Hear a climbing expert explain all the ways that Mt. Everest can kill you

Define “dangerous”. Way more people per year die in motor vehicle accidents than climbing accidents, but of course way, way, way more people go about in cars than attempt to climb mountains. If you compare car deaths per million miles of car travel to mountaineering deaths per million miles of mountaineering, the mountaineers will quite probably still end up on top.

By way of example, in 2020, people in the US travelled a total of 4.9 trillion miles by car. 38,824 people were killed in motor traffic accidents that year. That’s approximately 0.008 deaths per million miles of car travel.

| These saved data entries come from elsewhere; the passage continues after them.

PR #84, opened 2020-07-09
Make ApiCollection extend Array

bredmond-sf:
Support for Map in Handlebars is very poor, so this changes ApiCollection to extend Array.

### DIFF
--- a/src/generate/api.ts
+++ b/src/generate/api.ts
@@ -12,7 +12,7 @@ import {
   getAllDataTypes
 } from "../common/parser";
 
-import Name from "./name";
+import { Name } from "./name";
 
 /**
  * An API represented as an AMF model. Includes the extracted data types
--- a/src/generate/api.ts
+++ b/src/generate/api.ts
@@ -21,17 +21,15 @@ import { Name } from "./name";
  */
 export class Api {
   dataTypes: model.domain.CustomDomainProperty[];
-  group: string;
-  model: model.document.Document;
   name: Name;
-  path: string;
 
-  constructor(model, group = "", path = "") {
+  constructor(
+    public model: model.document.Document,
+    public group = "",
+    public path = ""
+  ) {
     this.dataTypes = getAllDataTypes(model);
-    this.group = group;
-    this.model = model;
     this.name = new Name((model.encodes as model.domain.WebApi)?.name.value());
-    this.path = path;
     Object.freeze(this);
   }
 
--- a/src/generate/apiCollection.test.ts
+++ b/src/generate/apiCollection.test.ts
@@ -23,19 +23,17 @@ describe("Test ApiGroup class init", () => {
     const collection = await ApiCollection.init({
       "Group One": [validRamlFile]
     });
-    expect(collection.get("Group One").apis).to.not.be.empty;
-    expect(collection.get("Group One").apis[0].model).to.not.be.empty;
-    expect(collection.get("Group One").apis[0].name.original).to.equal(
-      "Shop API"
-    );
-    expect(collection.get("Group One").apis[0].path).to.be.equal(validRamlFile);
+    expect(collection.get("Group One")).to.not.be.empty;
+    expect(collection.get("Group One")[0].model).to.not.be.empty;
+    expect(collection.get("Group One")[0].name.original).to.equal("Shop API");
+    expect(collection.get("Group One")[0].path).to.be.equal(validRamlFile);
   });
 
   it("creates an instance from two valid raml files in one group", async () => {
     const collection = await ApiCollection.init({
       "Group One": [validRamlFile, validRamlFile]
     });
-    expect(collection.get("Group One").apis)
+    expect(collection.get("Group One"))
       .to.be.an("array")
       .with.lengthOf(2);
   });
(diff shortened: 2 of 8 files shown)


src/generate/apiCollection.ts
```diff
@@ -19,10 +19,14 @@ export class ApiCollection extends Map {
...
-    const apiCollection = new ApiCollection();
-    for (const group of Object.keys(description)) {
-      apiCollection.set(group, await ApiGroup.init(description[group], group));
-    }
-    return apiCollection;
+    const promises: Promise<ApiGroup>[] = Object.entries(
+      description
+    ).map(([group, paths]) => ApiGroup.init(paths, group));
+
+    return new this(...(await Promise.all(promises)));
```
wjhsf, line 26:
```suggestion
    return this.from(await Promise.all(promises));
```
Array constructor can have weird behavior depending on the arguments. I don't think we'd ever run into anything unexpected, but I think that using `from` is clearer.

src/generate/apiCollection.test.ts
```diff
@@ -23,19 +23,17 @@ describe("Test ApiGroup class init", () => {
     const collection = await ApiCollection.init({
```
wjhsf, line 23: chai-as-promised is no longer used in this file and can be removed.

wjhsf, line 23: describe text needs to be updated

src/generate/apiCollection.test.ts
```diff
@@ -23,19 +23,17 @@ describe("Test ApiGroup class init", () => {
...
-    expect(collection.get("Group One").apis).to.not.be.empty;
-    expect(collection.get("Group One").apis[0].model).to.not.be.empty;
-    expect(collection.get("Group One").apis[0].name.original).to.equal(
-      "Shop API"
-    );
-    expect(collection.get("Group One").apis[0].path).to.be.equal(validRamlFile);
+    expect(collection.get("Group One")).to.not.be.empty;
+    expect(collection.get("Group One")[0].model).to.not.be.empty;
+    expect(collection.get("Group One")[0].name.original).to.equal("Shop API");
+    expect(collection.get("Group One")[0].path).to.be.equal(validRamlFile);
```
wjhsf, line 29:
```suggestion
    expect(collection.get("Group One")[0].path).to.equal(validRamlFile);
```
Also in a few other places...

src/generate/apiGroup.ts
```diff
@@ -5,19 +5,18 @@
...
  * A group of API objects. Common transformations of the group name are cached
  * for reference in templates and file paths.
  */
-export class ApiGroup {
-  apis: Api[];
+export class ApiGroup extends Array<Api> {
   name: Name;
 
-  constructor(name = "", apis: Api[] = []) {
+  constructor(name = "", ...apis: Api[]) {
```
wjhsf, line 17:
```suggestion
  constructor(name = "", apis: Api[] = []) {
```
I think it makes more sense for the arguments to be "a name and an array of all the APIs you want" rather than "all the APIs you want, except the first one is a name".

src/generate/apiGroup.ts
```diff
@@ -30,7 +29,16 @@ export class ApiGroup {
   static async init(apiSpecFilePaths: string[], name = ""): Promise<ApiGroup> {
```
wjhsf, line 29: Feels a bit weird to have `init(array, name)` and `constructor(name, ...array)`. Would be nice if they matched.

src/generate/apiCollection.ts
bredmond-sf: There are two overloads both for specifying size and doing `new ApiCollection(1)` appears to work fine in ts-node. I'm having problems with the 'from', though: `Property 'get' is missing in type 'ApiGroup[]' but required in type 'ApiCollection'.`

src/generate/apiCollection.test.ts
bredmond-sf: It's still used for the rejects tests at the bottom

bredmond-sf: good catch

src/generate/apiCollection.test.ts
bredmond-sf: Also good catches

src/generate/apiCollection.ts
```diff
@@ -10,6 +10,10 @@ import { ApiGroup } from "./apiGroup";
  * A collection of multiple groups of APIs.
  */
 export class ApiCollection extends Array<ApiGroup> {
+  constructor(groups: ApiGroup[]) {
```
wjhsf, line 13: The `ApiGroup` constructor has a default parameter. This should as well.

src/generate/api.ts
```diff
@@ -12,7 +12,7 @@ import {
   getAllDataTypes
 } from "../common/parser";
 
-import Name from "./name";
+import { Name } from "./name";
```
wjhsf, line 15: Doing a full review, noticed that `model` in the constructor is missing a type. Also, class definition can be simplified by using `public` in the constructor parameter list.

bredmond-sf:
I think all comments are addressed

If we assume that hiking to the Mt. Everest base camp, while arduous and time-consuming, is not particularly dangerous compared to the actual ascent, then the distance from the Mt. Everest base camp to the summit is approximately 12.75 miles. About 800 people attempt to climb Mt. Everest per year, so that would be a total of somewhat more than 20,000 miles of distance covered. In 2020, nobody died on the climb (there was no climbing at all due to the COVID-19 pandemic), but during the last 5 active climbing seasons, excluding 2020, an average of 7.8 climbers lost their lives, hence, approximately 625 deaths per million miles of Mt. Everest climbing. Therefore, per million miles of travel, climbing Mt. Everest is around 78,000 times more dangerous to one’s life than riding in a car.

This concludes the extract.